First, show the internal conflict. Being good is not easy, despite prevalent opinion. It takes real strength to take the harder, better path as opposed to the easy, dishonorable one. It's especially dramatic to make your hero chaste, especially when he is really, really attracted to the heroine. Maybe it's gratifying to have the pair of them tumble before he puts a ring on her finger...but it's nowhere near as dramatic as letting them wait until it's cemented. Especially if they mean it when they say 'until death do us part'. That's hard. And it's very impressive.

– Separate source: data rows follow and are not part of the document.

Issue #156, opened 2016-10-05
bug: Categories are output into multiple instances of CATEGORIES lines.


zijianhuang:
https://tools.ietf.org/html/rfc5545#section-3.8.1.2

The standard does not say "This property can be specified multiple times" in Conformance, though it does not forbid multiple instances either. MS Outlook is able to read an event with multiple CATEGORIES instances, but the export will output only 1 line.

It will be good the iCal component could conform to the standard when outputting ics though it could tolerate multiple instances of CATEGORIES.

I understand this is the legacy behavior of DDay.iCal component.

NRG-Drink:
@rianjs Can you please reopen this issue? The CATEGORIES property is printed multiple times on serialize and I cannot read it properly.
The test to solve this issue was Ignored some time ago. ([SymmetricSerializationTests.CategoriesTest](https://github.com/ical-org/ical.net/blame/95bbc53991009e64c208b827f3c89bd49680c6bc/Ical.Net.Tests/SymmetricSerializationTests.cs))

axunonb:
@NRG-Drink Confirm the behavior still exists. I think it's not too difficult to resolve. Could you help us with a PR fixing it?

Output is
```ics
CATEGORIES:Foo
CATEGORIES:Bar
CATEGORIES:Baz
```
instead of the RFC5545, s. 3.8.1.2 compliant output
```ics
CATEGORIES:Foo,Bar,Baz
```

EDIT:
After double-checking with RFC5545, the conclusion is:

### **RFC 5545, Section 3.6.1 (Event Component)**  (page 53)
> *"Properties defined by the iCalendar object MAY be specified more than once in a "VEVENT" calendar component."*  

Since **CATEGORIES** is a general property (not marked as singular in the property table), this means it **can appear multiple times** in a **VEVENT**.  

### **Key References:**  
1. **Section 3.6.1** (VEVENT) – Allows most properties to repeat unless restricted.  
2. **Section 3.8.1.2** (CATEGORIES) – Defines the property but doesn’t restrict multiplicity.  
3. **Section 3.2** (Property Occurrence) – By default, properties may repeat unless specified otherwise.  

### **Valid example**  
```ical
BEGIN:VEVENT
UID:12345
CATEGORIES:MEETING
CATEGORIES:WORK
...
END:VEVENT
```  

Here is the corresponding unit test:
[...]

PR #803, opened 2025-05-19
feat: Serialize multiple categories and resources to one line

NRG-Drink:
It's allowed to have `CATEGORIES` property multiple times in an event but it's not that pretty and some other programs will have trouble reading such events. So it's more a feature than a bug (#156).
Here is a quick fix to display multiple categories in one line.

### DIFF
--- a/Ical.Net.Tests/SymmetricSerializationTests.cs
+++ b/Ical.Net.Tests/SymmetricSerializationTests.cs
@@ -238,17 +238,19 @@ public class SymmetricSerializationTests
         yield return new TestCaseData("\\\\uncPath\\to\\resource.txt", new Uri("\\\\uncPath\\to\\resource.txt")).SetName("UNC path URL");
     }
 
-    [Test]
-    public void CategoriesTest()
+    [TestCase("Foo", "Bar", "Baz")]
+    [TestCase("Hello", "World", null)]
+    public void CategoriesTest(string cat1, string cat2, string cat3)
     {
         var vEvent = GetSimpleEvent();
-        vEvent.Categories = new List<string> { "Foo", "Bar", "Baz" };
+        vEvent.Categories = [cat1, cat2, cat3];
         var c = new Calendar();
         c.Events.Add(vEvent);
 
         var serialized = SerializeToString(c);
         var categoriesCount = Regex.Matches(serialized, "CATEGORIES").Count;
         Assert.That(categoriesCount, Is.EqualTo(1));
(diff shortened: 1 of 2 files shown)


Ical.Net.Tests/SymmetricSerializationTests.cs
```diff
@@ -238,7 +238,7 @@ public static IEnumerable UriAttachment_TestCases()
         yield return new TestCaseData("\\\\uncPath\\to\\resource.txt", new Uri("\\\\uncPath\\to\\resource.txt")).SetName("UNC path URL");
     }
 
-    [Test, Ignore("TODO: Fix CATEGORIES multiple serializations")]
+    [Test]
```
axunonb: Maybe assure also that the list contains expected Categories?
```cs
Assert.That(serialized, Does.Contain("CATEGORIES:Foo,Bar,Baz"));
```

Ical.Net/Serialization/PropertySerializer.cs
```diff
@@ -36,15 +36,35 @@ public PropertySerializer(SerializationContext ctx) : base(ctx) { }
         // the property and parameter values
         var sf = GetService<ISerializerFactory>();
 
+        // TODO: Exhaust this list with all properties which can be displayed in one line.
```
axunonb, line 39: Remove the TODO and for now add RESOURCES, as another frequent and simple use case?

axunonb:
Thanks, very good! See comments if your time allows.

Ical.Net.Tests/SymmetricSerializationTests.cs
NRG-Drink: I had this first but was not sure if the sequence matters or not.
The test is now extended as suggested and with another test-case (including null).

axunonb (approved):
That was fast, great! Thanks for your support.
Would you like to join the ical.net party?

NRG-Drink:
> That was fast, great! Thanks for your support. Would you like to join the ical.net party?

You were even faster. I wasn't done and there is an error in the test 😅
btw. is it possible that ATTENDEE is broken? I tried to enable oneline for attendees too but it only performs a ToString on it and not serializing it properly. I think I will leave it for the moment.

NRG-Drink:
> That was fast, great! Thanks for your support. Would you like to join the ical.net party?

I can try to help out on smaller tasks if it helps 😊

axunonb:
> btw. is it possible that ATTENDEE is broken? I tried to enable oneline for attendees

`Attendee` requires its own `AttendeeSerializer`, as it's more complex than e.g. CATEGORIES. That's why.

> You were even faster. 

Should have awaited your review request, right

Second, don't be afraid to make your good guy strong. Being good doesn't mean being weak--and it shouldn't. He can be a paragon of virtue, gentle of speech, willing to help out just about anyone, and still be able to trash any number of attackers. In fact, that's a more exciting thing. You expect the tough, mean, trash-talker to be a butt-buster. You don't necessarily expect it of the refined gentleman--so when the refined one turns around and annihilates the attacking enemies, there's a lot more drama, and the interest in him is heightened.
Third...don't make things easy. He has to fight. He has to struggle. Whether he is struggling with temptation or with external enemies, with his place in society or just to survive, it cannot be easy for him. He must fight to get the girl. Do not, for heaven's sake, make her just fall for him. Don't make your heroine a spineless dishrag who falls for the first beautiful face she sees. He must pursue her, even if she is interested in him right off. He must struggle to win her heart and her hand.

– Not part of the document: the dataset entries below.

PR #804, opened 2025-05-19
test: refine category and resource online test (+fix resource test)

NRG-Drink:
- Fix resources test (test on resource, not on categories)
- Remodel test structure


axunonb (approved):
Nice refactoring of the tests, tnx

He must also struggle for his place. The old fairy tales are actually a great thing to look at for examples of this: while they may end, "They lived happily ever after", the prince and princess never have an easy path to get to where they are. They have to fight. They have to struggle. Sometimes, they nearly die--and in several stories I've read, they do die and have to be brought back to life!
And finally, don't be afraid to make your character truly good, for fear he won't be popular. Yes, the brooding bad-boys have large fan bases. But so do the stalwart gentlemen. And they're usually the ones worth having.